Problem description> Each line in the data holding "recommends" should be listed.

Record extracts>

Issue #11560, opened 2024-09-22
bug: Second update of UsagePlan fails


artaban:
### Is there an existing issue for this?

- [X] I have searched the existing issues

### Current Behavior

When performing **second** update of stack with `UsagePlan` it fails with exception with message **Id**.

### Expected Behavior

stack update could be performed many times in a row

### How are you starting LocalStack?

With a docker-compose file

### Steps To Reproduce

`cdklocal deploy` performed twice in a row on stack with `UsagePlan` deployed

### Environment

```markdown
- OS: MacOS 15.0.0
- LocalStack:
  LocalStack version:3.7.3.dev37
  LocalStack build date: 2024-09-20
  LocalStack build git hash: 68e22de1
```

### Anything else?

The exception is thrown on `localstack-core/localstack/services/apigateway/resource_providers/aws_apigateway_usageplan.py:170`. The reason is that the `Id` is not present in `request.previous_state` after the first update.

PR #11561, opened 2024-09-22
bug: Second update of UsagePlan fails #11560

artaban:
## Motivation
Please take this PR as a guide for fixing the #11560. I'm not so deep into the localstack to find where the Id should have been added to the desired_state..

## Changes
- storing Id to the model of the UsagePlan update operation

What's left to do:
- implement it the right way :)
- write test


simonrw:
Hi @artaban , thank you for making this contribution. It just so happened I was doing some tidying up of our CFn resource providers and implemented the same fix you have in #11595. I think your approach fixes this problem as well, but I am trying to get my approach to become a pattern within resource providers.

Again, thank you but I will close this PR and merge mine instead, as this includes a fix for another resource provider with a similar issue. Please feel free to test the code changes once #11595 has been merged.

PR #11566, opened 2024-09-23
Update Dockerfile

sharkeshd:
Key Changes Made:
Removed Caching for apt-get: Cleaned up the apt-get cache to reduce image size.
Combined RUN Commands: Consolidated related RUN commands to minimize the number of layers.
Simplified Node.js Installation: Used the NodeSource setup script directly to avoid unnecessary dependencies.
Reduced Permissions Management: Simplified permission settings while still ensuring necessary access.
Avoided Repetitive Commands: Used COPY instead of ADD where applicable and minimized repetitive commands.

### DIFF
--- a/Dockerfile
+++ b/Dockerfile
@@ -1,201 +1,98 @@
-#
-# base: Stage which installs necessary runtime dependencies (OS packages, java,...)
-#
-FROM python:3.11.10-slim-bookworm@sha256:669bbd08353610485a94d5d0c976b4b6498c55280fe42c00f7581f85ee9f3121 AS base
+# Base stage: Install necessary runtime dependencies
+FROM python:3.11.10-slim-bookworm AS base
 ARG TARGETARCH
 
 # Install runtime OS package dependencies
-RUN --mount=type=cache,target=/var/cache/apt \
-    apt-get update && \
-        # Install dependencies to add additional repos
-        apt-get install -y --no-install-recommends \
-            # Runtime packages (groff-base is necessary for AWS CLI help)
-            ca-certificates curl gnupg git make openssl tar pixz zip unzip groff-base iputils-ping nss-passwords procps iproute2 xz-utils libatomic1 binutils && \
-        # patch for CVE-2024-45490, CVE-2024-45491, CVE-2024-45492
-        apt-get install --only-upgrade libexpat1
+RUN apt-get update && \
+    apt-get install -y --no-install-recommends \
+        ca-certificates curl gnupg git make openssl tar pixz zip unzip groff-base iputils-ping \
+        && apt-get upgrade -y libexpat1 \
+    && apt-get clean && rm -rf /var/lib/apt/lists/*
 
-# FIXME Node 18 actually shouldn't be necessary in Community, but we assume its presence in lots of tests
-# Install nodejs package from the dist release server. Note: we're installing from dist binaries, and not via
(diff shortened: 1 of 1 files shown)


thrau (commented):
hello @sharkeshd

could you please elaborate a bit on what these changes are aiming at exactly? the change set modifies a few things that we are doing on purpose (pinning the sha, using caches). some things look interesting (like simplifying the nodejs installer). but i'd prefer those to be separate contributions.

if you could explain what it is you're trying to achieve exactly, that would help us better direct you to make individual contributions for changes that make sense to localstack's dockerfile!

thanks

Dockerfile
```diff
@@ -1,201 +1,98 @@
...
+    curl -fsSL https://deb.nodesource.com/setup_18.x | bash - && \
+    apt-get install -y nodejs && \
+    npm cache clean --force
+
+# Set workdir and create localstack user
+WORKDIR /opt/code/localstack
+RUN useradd -ms /bin/bash localstack && \
+    mkdir -p /var/lib/localstack /tmp/localstack && \
+    chmod 777 /var/lib/localstack /tmp/localstack && \
+    touch /tmp/localstack/.marker
```
alexrashed, line 28: This change here seems way cleaner, but it also does not perform some operations (chmod on `/root` and handling `/.npm`). They might be obsolete by now though?

Dockerfile
```diff
@@ -1,201 +1,98 @@
...
+# Upgrade Python build tools
+RUN virtualenv .venv && . .venv/bin/activate && pip install --upgrade pip wheel setuptools
 
-# add files necessary to install runtime dependencies
-ADD Makefile pyproject.toml requirements-runtime.txt ./
-# add the localstack start scripts (necessary for the installation of the runtime dependencies, i.e. `pip install -e .`)
-ADD bin/localstack bin/localstack.bat bin/localstack-supervisor bin/
+# Add necessary files and install runtime dependencies
+COPY Makefile pyproject.toml requirements-runtime.txt ./
+COPY bin/localstack bin/localstack.bat bin/localstack-supervisor bin/
```
alexrashed, line 54: +1, favoring add over copy [has been suggested by Docker due to its transparency / security / simplicity](https://www.docker.com/blog/docker-best-practices-understanding-the-differences-between-add-and-copy-instructions-in-dockerfiles/).

Dockerfile
```diff
@@ -1,201 +1,98 @@
...
-
-
-#
-# final stage: Builds upon base stage and copies resources from builder stages
-#
+# Final stage: Build LocalStack
 FROM base
 COPY --from=builder /opt/code/localstack/.venv /opt/code/localstack/.venv
-# The build version is set in the docker-helper.sh script to be the output of setuptools_scm
-ARG LOCALSTACK_BUILD_VERSION
```
alexrashed, line 136: ARG commands are only applicable in the context of a single image, so this cannot be removed here (because the arg is used with the `setuptools_scm` env var below).

alexrashed (changes requested):
Hi @sharkeshd!
Thanks a lot for your contribution! It actually contains some valid and useful enhancements to the `Dockerfile`. However, it is incredibly hard to ensure that this PR is safe and sound considering that the implications of each individual change itself are incredibly hard to predict. Maybe we can discuss the different enhancements here and then separate those deemed to be useful into individual PRs?

alexrashed:
I'll close this for now, please let us know if you want to pick it up again...

PR #11568, opened 2024-09-23
minor: add ability to create tmp files inside specified dirs

eruditmorina:
## Motivation

I have a use case where I want to create temporary files inside a certain specified directory. This PR tries to extend the files utility functions so that temporary files and dirs can be created inside desired directories.

## Changes

- Added optional argument `dir` to the `new_tmp_file`, `new_tmp_dir` methods that defaults to `None` so that the default value can take place in that case.


eruditmorina:

thrau (approved):
LGTM

PR #11570, opened 2024-09-23
Add tags and operationId properties to all OpenAPI paths

giograno:
## Motivation
The end goal of our OpenAPI spec is to generate SDKs from them.
Having `operationIds` and `tags` for each path help generate better code. In particular:
- `operationId` is used for naming the generated functions;
- `tags` are used to organize the code into modules.

## Changes
- adding `operationId` and `tags` to all paths.

### DIFF
--- a/localstack-core/localstack/openapi.yaml
+++ b/localstack-core/localstack/openapi.yaml
@@ -600,7 +600,7 @@ paths:
   /_localstack/diagnose:
     get:
       description: Get diagnostics report
-      operationId: get_diagnose
+      operationId: get_diagnostic
       tags: [internal]
       responses:
         '200':
--- a/localstack-core/localstack/openapi.yaml
+++ b/localstack-core/localstack/openapi.yaml
@@ -254,7 +254,7 @@ paths:
   /_aws/dynamodb/expired:
     delete:
       description: Delete expired items from TTL-enabled DynamoDB tables
-      operationId: delete_expired_items
+      operationId: delete_ddb_expired_items
       tags: [aws]
       responses:
         '200':
@@ -555,7 +555,7 @@ paths:
           description: Current LocalStack configuration
     post:
       description: Configuration option to update with new value
-      operationId: update_configuration_option
+      operationId: update_config_option
       tags: [internal]
       requestBody:
         content:
@@ -702,7 +702,7 @@ paths:
   /_localstack/health:
     get:
       description: Get available LocalStack features and AWS services
-      operationId: get_ls_features_and_services
+      operationId: get_features_and_services
       tags: [internal]
       parameters:
       - allowEmptyValue: true
@@ -748,7 +748,7 @@ paths:
           description: ''
     post:
       description: Restart or terminate LocalStack session
-      operationId: restart_or_terminate_session
+      operationId: manage_session
       tags: [internal]
       requestBody:
         content:
--- a/localstack-core/localstack/openapi.yaml
+++ b/localstack-core/localstack/openapi.yaml
@@ -273,7 +273,7 @@ paths:
   /_aws/events/rules/{rule_arn}/trigger:
     get:
       description: Trigger a scheduled EventBridge rule
-      operationId: trigger_event_bridge_Rule
+      operationId: trigger_event_bridge_rule
       tags: [aws]
       parameters:
       - description: EventBridge rule ARN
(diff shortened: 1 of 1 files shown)


localstack-core/localstack/openapi.yaml
```diff
@@ -516,6 +544,8 @@ paths:
   /_localstack/config:
     get:
       description: Get current LocalStack configuration
+      operationId: get_localstack_config
+      tags: [internal]
```
viren-nadkarni, line 548: have you considered something like `localstack` instead of `internal`? The latter might suggest that it's not meant for public use.

furthermore, if the tag is set to `localstack`, you could set operation ID to `get_config`

localstack-core/localstack/openapi.yaml
```diff
@@ -524,6 +554,9 @@ paths:
                 type: object
           description: Current LocalStack configuration
     post:
+      description: Configuration option to update with new value
+      operationId: update_configuration_option
```
viren-nadkarni, line 558: for terseness

```suggestion
      operationId: update_config_option
```

localstack-core/localstack/openapi.yaml
```diff
@@ -568,6 +600,8 @@ paths:
   /_localstack/diagnose:
     get:
       description: Get diagnostics report
+      operationId: get_diagnose
```
viren-nadkarni, line 603: `get` and `diagnose` are both verbs.

maybe `get_diagnosis` or `get_diagnostics`?

localstack-core/localstack/openapi.yaml
```diff
@@ -668,6 +702,8 @@ paths:
   /_localstack/health:
     get:
       description: Get available LocalStack features and AWS services
+      operationId: get_ls_features_and_services
```
viren-nadkarni, line 705:
```suggestion
      operationId: get_features_and_services
```

`ls` is already implied via the tag

localstack-core/localstack/openapi.yaml
```diff
@@ -703,13 +739,17 @@ paths:
...
+      tags: [internal]
+      operationId: heath
       responses:
         '200':
           content:
             text/plain: {}
           description: ''
     post:
       description: Restart or terminate LocalStack session
+      operationId: restart_or_terminate_session
```
viren-nadkarni, line 751: this could be future-proof in case we support more operations

```suggestion
      operationId: manage_session
```

localstack-core/localstack/openapi.yaml
```diff
@@ -481,6 +507,8 @@ paths:
   /_aws/sqs/messages/{region}/{account_id}/{queue_name}:
     get:
       description: List SQS messages without side effects
+      operationId: list_sqs_queue_messages
```
viren-nadkarni, line 510: any idea if there is support for polymorphism and overloading? this operation and the previous are the same

if not, the operation ID could be set as follows to reduce confusion

`list_all_sqs_messages`
`list_sqs_messages`

localstack-core/localstack/openapi.yaml
```diff
@@ -252,6 +254,8 @@ paths:
   /_aws/dynamodb/expired:
     delete:
       description: Delete expired items from TTL-enabled DynamoDB tables
+      operationId: delete_expired_items
```
viren-nadkarni, line 257:
```suggestion
      operationId: delete_ddb_expired_items
```

or

```suggestion
      operationId: delete_dynamodb_expired_items
```

localstack-core/localstack/openapi.yaml
giograno: Good input, `localstack` fits much better (it is actually also what we used in our docs).

localstack-core/localstack/openapi.yaml
```diff
@@ -568,6 +600,8 @@ paths:
   /_localstack/diagnose:
     get:
       description: Get diagnostics report
+      operationId: get_diagnostic
```
viren-nadkarni, line 603: Nit

```suggestion
      operationId: get_diagnostics
```

localstack-core/localstack/openapi.yaml
```diff
@@ -703,13 +739,17 @@ paths:
                 type: object
           description: Available LocalStack features and AWS services
     head:
+      tags: [localstack]
+      operationId: heath
```
viren-nadkarni, line 743: Typo

```suggestion
      operationId: health
```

Exercise answer>
-        apt-get install -y --no-install-recommends \
+    apt-get install -y --no-install-recommends \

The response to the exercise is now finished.